What lines of the data below hold "there"? Show them.

*** Opening of RECORDED DATA ***

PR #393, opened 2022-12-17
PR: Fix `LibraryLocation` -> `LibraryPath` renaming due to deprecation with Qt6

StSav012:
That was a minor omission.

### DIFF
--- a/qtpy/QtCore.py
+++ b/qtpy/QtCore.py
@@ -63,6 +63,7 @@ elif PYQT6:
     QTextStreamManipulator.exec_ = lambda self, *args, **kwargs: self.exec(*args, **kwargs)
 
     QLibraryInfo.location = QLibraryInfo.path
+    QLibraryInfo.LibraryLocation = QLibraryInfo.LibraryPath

*** Close of RECORDED DATA ***
*** Opening of RECORDED DATA ***

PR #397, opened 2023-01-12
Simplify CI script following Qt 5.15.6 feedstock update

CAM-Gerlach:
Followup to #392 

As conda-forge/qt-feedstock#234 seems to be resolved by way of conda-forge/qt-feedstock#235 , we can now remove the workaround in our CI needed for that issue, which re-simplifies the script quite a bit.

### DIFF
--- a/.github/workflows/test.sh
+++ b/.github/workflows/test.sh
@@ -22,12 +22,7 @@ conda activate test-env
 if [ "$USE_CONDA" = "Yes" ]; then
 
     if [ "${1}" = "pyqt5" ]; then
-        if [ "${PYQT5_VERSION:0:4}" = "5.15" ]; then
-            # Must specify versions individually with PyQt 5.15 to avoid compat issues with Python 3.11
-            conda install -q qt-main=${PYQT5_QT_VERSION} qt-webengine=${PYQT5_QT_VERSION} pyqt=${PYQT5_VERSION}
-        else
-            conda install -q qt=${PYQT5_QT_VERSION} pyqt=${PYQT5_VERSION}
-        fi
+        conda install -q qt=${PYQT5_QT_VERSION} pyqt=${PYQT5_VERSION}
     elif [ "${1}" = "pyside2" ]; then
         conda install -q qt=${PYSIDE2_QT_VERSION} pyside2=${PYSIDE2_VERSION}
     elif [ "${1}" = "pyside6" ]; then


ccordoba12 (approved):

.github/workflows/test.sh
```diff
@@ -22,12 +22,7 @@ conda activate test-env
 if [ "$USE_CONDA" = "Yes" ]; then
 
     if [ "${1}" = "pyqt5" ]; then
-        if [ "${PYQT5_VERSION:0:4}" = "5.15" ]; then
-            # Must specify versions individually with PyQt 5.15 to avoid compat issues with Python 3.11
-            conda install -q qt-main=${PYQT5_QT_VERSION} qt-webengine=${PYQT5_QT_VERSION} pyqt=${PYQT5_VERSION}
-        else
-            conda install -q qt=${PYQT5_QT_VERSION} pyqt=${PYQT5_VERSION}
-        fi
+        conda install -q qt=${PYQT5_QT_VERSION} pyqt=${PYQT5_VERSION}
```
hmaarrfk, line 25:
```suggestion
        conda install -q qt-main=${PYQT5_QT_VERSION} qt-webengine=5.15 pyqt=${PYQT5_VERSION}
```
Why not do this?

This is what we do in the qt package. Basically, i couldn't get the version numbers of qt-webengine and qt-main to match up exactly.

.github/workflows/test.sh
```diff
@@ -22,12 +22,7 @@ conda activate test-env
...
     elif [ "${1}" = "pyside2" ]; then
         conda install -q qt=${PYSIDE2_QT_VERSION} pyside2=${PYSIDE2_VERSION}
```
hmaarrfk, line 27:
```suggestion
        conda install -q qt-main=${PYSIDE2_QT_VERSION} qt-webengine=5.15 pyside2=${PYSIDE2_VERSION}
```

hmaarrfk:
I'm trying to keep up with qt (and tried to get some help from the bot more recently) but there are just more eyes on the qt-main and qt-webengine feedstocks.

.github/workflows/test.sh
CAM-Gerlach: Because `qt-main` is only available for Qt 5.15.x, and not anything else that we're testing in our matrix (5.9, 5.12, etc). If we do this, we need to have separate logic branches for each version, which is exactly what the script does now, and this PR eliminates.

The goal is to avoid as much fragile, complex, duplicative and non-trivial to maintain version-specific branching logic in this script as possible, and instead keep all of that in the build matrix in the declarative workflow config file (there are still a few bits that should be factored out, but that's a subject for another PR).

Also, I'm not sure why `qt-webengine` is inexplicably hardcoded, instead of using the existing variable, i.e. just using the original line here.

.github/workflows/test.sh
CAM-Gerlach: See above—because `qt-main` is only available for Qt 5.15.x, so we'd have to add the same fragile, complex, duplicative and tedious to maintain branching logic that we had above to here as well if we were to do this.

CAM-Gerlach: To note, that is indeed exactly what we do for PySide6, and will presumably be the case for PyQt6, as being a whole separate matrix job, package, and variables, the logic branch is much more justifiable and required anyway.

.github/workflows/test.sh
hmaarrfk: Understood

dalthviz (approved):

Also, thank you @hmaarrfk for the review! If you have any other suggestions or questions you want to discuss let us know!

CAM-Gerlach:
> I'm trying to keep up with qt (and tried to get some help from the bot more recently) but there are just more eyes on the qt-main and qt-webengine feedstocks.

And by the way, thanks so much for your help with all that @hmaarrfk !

*** Close of RECORDED DATA ***

■ RESPONSE BELOW ■
I'm trying to keep up with qt (and tried to get some help from the bot more recently) but there are just more eyes on the qt-main and qt-webengine feedstocks.
The goal is to avoid as much fragile, complex, duplicative and non-trivial to maintain version-specific branching logic in this script as possible, and instead keep all of that in the build matrix in the declarative workflow config file (there are still a few bits that should be factored out, but that's a subject for another PR).
> I'm trying to keep up with qt (and tried to get some help from the bot more recently) but there are just more eyes on the qt-main and qt-webengine feedstocks.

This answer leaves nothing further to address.